PR #1331, opened 2021-12-20
Recipes/easy page bundle

arnaud-ritti:
| Q             | A
| ------------- | ---
| License       | MIT
| Packagist     | [https://packagist.org/packages/agence-adeliom/easy-page-bundle](https://packagist.org/packages/agence-adeliom/easy-page-bundle)

### DIFF
--- a/agence-adeliom/easy-page-bundle/1.0/config/packages/easy_page.yaml
+++ b/agence-adeliom/easy-page-bundle/1.0/config/packages/easy_page.yaml
@@ -1,0 +1,19 @@
+easy_page:
+  page_class: App\Entity\EasyPage\Page
+  page_repository: App\Repository\EasyPage\PageRepository
+  page_controller: App\Controller\EasyPage\PageController
+
+  layouts:
+    front:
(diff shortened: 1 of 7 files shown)


agence-adeliom/easy-page-bundle/1.0/config/packages/easy_page.yaml
```diff
@@ -0,0 +1,19 @@
...
+            resource: '@EasyPage/default_layout.html.twig'
+            pattern: ''
+            assets_css:
+                - 'https://cdn.jsdelivr.net/npm/bootstrap@5.1.0/dist/css/bootstrap.min.css'
+            assets_js:
+                - 'https://cdn.jsdelivr.net/npm/bootstrap@5.1.0/dist/js/bootstrap.bundle.min.js'
+
+
+services:
+        App\Controller\Page\PageController:
```
Snowbaha, line 17: Hello, it should be `App\Controller\EasyPage\PageController` ?

fabpot:

Closing for now as we cannot merge it as is. Feel free to reopen if/when the bundles can generate the PHP code.

PR #1332, opened 2021-12-20
Recipes/easy redirect bundle

arnaud-ritti:
| Q             | A
| ------------- | ---
| License       | MIT
| Packagist     | [https://packagist.org/packages/agence-adeliom/easy-redirect-bundle](https://packagist.org/packages/agence-adeliom/easy-redirect-bundle)

### DIFF
--- a/agence-adeliom/easy-redirect-bundle/1.0/src/Entity/EasyRedirect/NotFound.php
+++ b/agence-adeliom/easy-redirect-bundle/1.0/src/Entity/EasyRedirect/NotFound.php
@@ -1,0 +1,14 @@
+<?php
+
+namespace App\Entity\EasyRedirect;
+
+use Adeliom\EasyRedirectBundle\Entity\NotFound as BaseNotFound;
+use Doctrine\ORM\Mapping as ORM;
+
+/**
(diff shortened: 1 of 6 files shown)


agence-adeliom/easy-redirect-bundle/1.0/src/Entity/EasyRedirect/NotFound.php
```diff
@@ -0,0 +1,14 @@
+<?php
+
+namespace App\Entity\EasyRedirect;
+
+use Adeliom\EasyRedirectBundle\Entity\NotFound as BaseNotFound;
+use Doctrine\ORM\Mapping as ORM;
+
+/**
+ * @ORM\Entity()
+ * @ORM\Table(name="easy_redirect__not_found")
```
OskarStark, line 10: What about using attributes?

OskarStark (commented):
Are theses PRs still a thing @arnaud-ritti ?

fabpot:

Closing for now as we cannot merge it as is. Feel free to reopen if/when the bundles can generate the PHP code.

PR #1344, opened 2022-01-26
added pre-commit recipe

mustafa-natiq:
| Q             | A
| ------------- | ---
| License       | MIT
| Packagist     | https://packagist.org/packages/xip-solid-foundation/pre-commit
• • • • •
◆ **TASK**: Show the lines of the entries that include the string "jsdelivr", copying each in full.

◆ **RESULT FOR THIS EXERCISE**:
+                - 'https://cdn.jsdelivr.net/npm/bootstrap@5.1.0/dist/css/bootstrap.min.css'
+                - 'https://cdn.jsdelivr.net/npm/bootstrap@5.1.0/dist/js/bootstrap.bundle.min.js'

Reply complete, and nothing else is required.